Thursday, 26 November 2009

Assertion and timidity: Foreign vs. economic policy

The socialist government has started its term with a daring foreign policy and a timid economic policy. On the one hand, Alternate Foreign Minister Dimitris Droutsas has grandly announced Strategy 2014, a revived plan to usher the Western Balkans into the European Union over the next five years, and carried out a whistlestop tour of the region. On the other, Greece is about to re-enter Excessive Deficit Procedure for the third time since it entered the eurozone in 2002 because it refuses to cut general government expenditure. Foreign policy is, in the long term, built on economic performance. One wonders for how long this dissonance is sustainable. What is Greece's power to persuade in Brussels, and what is its credibility with regional allies, when it literally cannot put its house in order?

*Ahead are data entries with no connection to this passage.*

PR #3466, opened 2025-01-23
Update bridging relations in cross-species bridges

### LINKED ISSUE #3378: Add taxon constraints to imported species-specific terms in Composite-Metazoan?
Uberon itself makes use of taxon constraints to express the fact that we know that some terms are applicable/not applicable to a given taxon.

However, AFAIK most (if not all) of the taxon-specific ontologies that we merge to build Composite-Metazoan do _not_ make use of taxon constraints. For example, none of the terms in FBbt are formally restricted to NCBITaxon:7227 (_D. melanogaster_) -- this is deemed unnecessary since the entirety of FBbt, by definition, is intended to apply to only that taxon.

This means that in Composite-Metazoan, we have a mixed situation where the “core” terms (coming from Uberon itself) may have taxon constraints, but the taxon-specific terms (imported from the taxon-specific ontologies), somewhat paradoxically, do not have any constraints (apart from the ones they may inherit from the core terms, but those would be less strict than they could be).

For example, in Uberon `circulatory system dorsal vessel` (UBERON:0015231) is restricted to _Arthropoda_; therefore, all FBbt terms attached to that term (such as `embryonic/larval dorsal vessel (Drosophila)` (FBbt:00001673)) inherit that restriction, but they are _not_ formally restricted further to _D. melanogaster_ only, even though we know (by the mere fact that they are FBbt terms) that they are intended to apply only to _D. melanogaster_.

So maybe we could update the bridge files that connect Uberon terms with taxon-specific terms to automatically inject appropriate `in_taxon` relationships to the taxon-specific terms?

### LINKED ISSUE #3409: What relation should link a life stage term to its taxon-specific counterpart?
(This question was first raised in the [developmental stage ontologies](https://github.com/obophenotype/developmental-stage-ontologies/pull/102#discussion_r1799308335) repo, but as a side remark on a PR. It deserves its own discussion.)

Part of the steps that are needed to build Composite Metazoan is to create “bridging axioms” that link the taxon-neutral terms in Uberon to their taxon-specific counterparts in the the taxon-specific ontologies (FBbt, FBdv, WBbt, XAO, etc.).

For almost all terms, that link is of the form:

> {taxon-specific term} **EquivalentTo:** {Uberon term} _and_ ('part of' _some_ {taxon ID})

But for the terms that represent life stages (specifically '[life cycle](http://purl.obolibrary.org/obo/UBERON_0000104)' and '[life cycle stage](http://purl.obolibrary.org/obo/UBERON_0000105)' and their descendants), the links can use two distinct relations depending on where the bridging axioms are generated.

For the bridging axioms that are generated in the [life stage ontologies](https://github.com/obophenotype/developmental-stage-ontologies/) repository, they are of the same form as above (in particular, they use the same `part of` relation).

But for the bridging axioms that are generated in Uberon (typically, those are the bridges that link to externally maintained, taxon-specific life stage ontologies like FBdv or WBls), the links are of the form

> {taxon-specific term} **EquivalentTo:** {Uberon term} _and ('occurs in' _some_ {taxon ID})

where `occurs in` is [BFO:0000066](http://purl.obolibrary.org/obo/BFO_0000066).

It cannot be good that the relations used in those bridging axioms vary depending on the species (e.g. `occurs in` for _Drosophila melanogaster_, `part of` for _Gorilla gorilla_). Whatever relation is used, it should be the same for all species.

gouttegd:
This PR changes the axioms that make up the cross-species bridge ontologies.

Currently, foreign (taxon-specific) terms are bridged to their Uberon counterparts by a single equivalence axiom that looks like this:

> FBbt:00000002 EquivalentTo: UBERON:6000002 and ('part of' some NCBITaxon:7227)

or like this (if the term represents an occurrent, such as a developmental stage)

> FBdv:00007012 EquivalentTo: UBERON:0000105 and ('occurs in' some NCBITaxon:7227)

However, this has only been intended as a _temporary_ situation. The [original intention]( https://github.com/obophenotype/uberon/issues/2428#issuecomment-1103321518) was for each foreign term to be bridged by _a pair_ of axioms as follows:

> FBbt:00000002 EquivalentTo: UBERON:6000002 and ('in taxon' some NCBITaxon:7227)
> FBbt:00000002 SubClassOf: 'part of' some NCBITaxon:7227

if the term represents a continuant, or

> FBbt:00007012 EquivalentTo: UBERON:0000105 and ('in taxon' some NCBITaxon:7227)
> FBbt:00007012 SubClassOf: 'occurs in' some NCBITaxon:7227

if the term represents an occurrent.

The two-axioms form had been left aside in favour of the single-axiom form solely for technical reasons, because the bridging pipeline at the time was too difficult to update to accommodate for such a change. This is no longer true, so this PR now implements the two-axioms form.

The Composite Metazoan pipeline is updated accordingly to “unfold“ over 'in taxon' rather than over 'part of' or 'occurs in'.

closes #3409 
closes #3378


matentzn:
This needs a @cmungall glance, I am not a good reviewer for this; I can help find someone that is.

gouttegd:
@matentzn I did explicitly ask @cmungall for a review; you were automatically asked for one only because you are a “code owner”.

But again, this merely (and finally!) implements what was asked more than two years ago.

cmungall:
The PR makes complete logical sense, and this was indeed the original
intent.

However, representing this unilaterally in Uberon could cause confusion.
Queries that work for UBERON may fail for GO or CL.

But even assuming we can move forward in unison, I now think there is value
in using different relations for different use cases. Granted this is not
the underlying basis for RO, so there are valid cases either way. Would be
good to gather opinions for others. I can expand on with some examples
later.

One of my concerns is increasing raggedness in the part-of lattice. User
sees 'flexor pollicis longus muscle' as a part of Human in OLS. They open
up Human in OLS expecting to see all human parts. They get confused when
there is just some tiny collection of terms.

gouttegd:
> Queries that work for UBERON may fail for GO or CL.

Not sure I follow you. The relations updated by this PR would not go into UBERON itself -- they would only go into the bridges (and from there into the collected/composite products).

Or are you referring to queries on Ubergraph (which does use the Uberon-provided bridges)? If so, note that this PR also updates the CL bridges - since they are maintained here in Uberon.

> But even assuming we can move forward in unison, I now think there is value
in using different relations for different use cases.

I don’t think it is realistic for Uberon to provide several versions of the bridges or of the collected/composite ontologies, each using slightly different axioms to accommodate for potentially different use cases.

If people have use cases that require different bridging axioms that the one we provide in the pre-built bridges, they now have the possibility of downloading the Uberon SSSOM mapping set and generate their own bridges.

cmungall:
On Fri, Jan 24, 2025 at 9:28 AM Damien Goutte-Gattat <
***@***.***> wrote:

> Queries that work for UBERON may fail for GO or CL.
>
> Not sure I follow you. The relations updated by this PR would not go into
> UBERON itself -- they would only go into the bridges (and from there into
> the collected/composite products).
>
> Or are you referring to queries on Ubergraph (which does use the
> Uberon-provided bridges)? If so, note that this PR also updates the CL
> bridges - since they are maintained here in Uberon.
>
Good point, I forgot about CL

But the broader issue is we give users the expectations that they can
traverse anatomy to taxon via part-of in one anatomy/product, they might
reasonably expect they can do it in another (e.g GO-CC)


> But even assuming we can move forward in unison, I now think there is value
> in using different relations for different use cases.
>
> I don’t think it is realistic for Uberon to provide several versions of
> the bridges or of the collected/composite ontologies, each using slightly
> different axioms to accommodate for potentially different use cases.
>
> If people have use cases that require different bridging axioms that the
> one we provide in the pre-built bridges, they now have the possibility of
> downloading the Uberon SSSOM mapping set and generate their own bridges.
>

Agreed, and sorry I wasn't clear. I didn't mean to suggest different
versions, that would be complicated.

I just meant that I think it's fine if in-taxon is the anatomy->taxon
relation in all cases, and part-of is anatomy->anatomy. The two kinds of
traversals represent different use cases. Even if from a BFO/COB/OBO
Realist perspective NCBITaxon is an anatomy ontology (just one that
subclasses the 'whole organism' class)

gouttegd:
> Agreed, and sorry I wasn't clear. I didn't mean to suggest different
versions, that would be complicated.
> 
> I just meant that I think it's fine if in-taxon is the anatomy->taxon
relation in all cases, and part-of is anatomy->anatomy. The two kinds of
traversals represent different use cases. 

OK, it’s clearer now, thanks.

But then I’m afraid I still don’t understand your concern with this PR.

Currently (without this PR), in-taxon is not used in the bridge files at all. All links between a Uberon term and its taxon-specific counterpart use part-of (or occurs-in, for terms representing developmental stages). So, part-of is both for anatomy-to-anatomy (e.g. from cell type to tissue, from tissue to organ, etc.) _and_ for anatomy-to-taxon (e.g., FBbt’s ovary is a Uberon ovary that is part-of some _Drosophila melanogaster_).

The point of this PR is precisely to no longer use part-of (or, again, occurs-in for developmental stages) for anatomy-to-taxon (in cross-species bridging equivalence axioms), but only in-taxon (e.g., FBbt’s ovary is a Uberon ovary that is in-taxon some _Drosophila melanogaster_) -- to me this seems closer to what you actually want, compared to the current situation.

cmungall:
AHA it all makes sense now, thanks for your patience, I should have read more closely. Approving now!

cmungall (approved):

Papandreou's foreign policy is actually cleverer than it sounds. Greece is using EU membership as a carrot to resolve differences with neighbours, much as it tried to use imminent Cypriot membership to achieve a political reunification of the island more than five years ago. So it is cunning and wise for Greece to take Balkan nations by the hand and say, as Droutsas did at his first press conference on October 22, “We want to be the locomotive for EU entry of all in the neighbourhood.” Translation: We want to make sure everyone enters the EU on the right terms with us. Fair enough. It is the prerogative of every member to veto prospective members, and having good terms with the incumbents is an official requirement. Greece is using the leverage that it has.

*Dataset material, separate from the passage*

PR #3469, opened 2025-01-29
Integrate ChirDv into the composite pipeline.

gouttegd:
Now that SSLSO includes the ChirDv (goat life stages) component, we must make sure the bridging/composite pipeline is ready to deal with that component: that is, we must generate bridging axioms between the Uberon life stages terms and their ChirDv counterparts, and unfold them into class expressions when building Composite Metazoan.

Papandreou has lost no time spelling out his terms. On his first official visit to Cyprus two weeks after the election, he told Turkey that if it didn't recognise Cyprus at least commercially, Greece's influence would be apparent when the European Council reports on Turkey's candidacy in December. He and Cypriot President Dimitris Christofias have co-ordinated their recommendations to Brussels, demonstrating unity and effectiveness.

Ten days later, Papandreou also spelled out Greece's red lines to Fyrom's prime minister, Nikola Gruevski, at a private meeting in Brussels. Greece will accept a name solution that qualifies the word Macedonia geographically and applies to all of Skopje's international and bilateral relationships. This is a pre-requisite to allowing Skopje's EU prospects to continue.

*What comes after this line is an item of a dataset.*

PR #3477, opened 2025-02-12
remove incorrct subClassOf axiom on thoracic drg

tgbugs:
UBERON:0002835 ! thoracic dorsal root ganglion is not a subClassOf UBERON:0000961 ! thoracic ganglion because a thoracic dorsal root ganglion is not a paravertebral ganglion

But what about the economy?

Papandreou's personal prestige as head of the Socialist International and brilliant past performance as foreign minister ensure a respectable reception in Brussels. This is not the case when it comes to economic policy. Our European partners are fed up with our statistical service lying to them and our incoming governments revising the budgets of their predecessors (the conservatives did it twice after 2005 and the socialists did it this year).

When Finance Minister Yiorgos Papakonstantinou first met with his eurozone colleagues on October 19, the experience was bruising. He revealed that the deficit this year would be not two percent of GDP as originally forecast, not 5.7 percent as revised by the finance ministry after the election, but 12.7 percent.

Eurogroup leader Jean-Claude Juncker said that Greece's revisions had to end or they would cause problems for the credibility of the entire group. “The game is over,” he said in irritation. Finance Commissioner Joaquin Almunia and European Central Bank Governor Jean-Claude Trichet echoed the sentiments. In statements, they have singled Greece out as the eurozone's worst consistent performer.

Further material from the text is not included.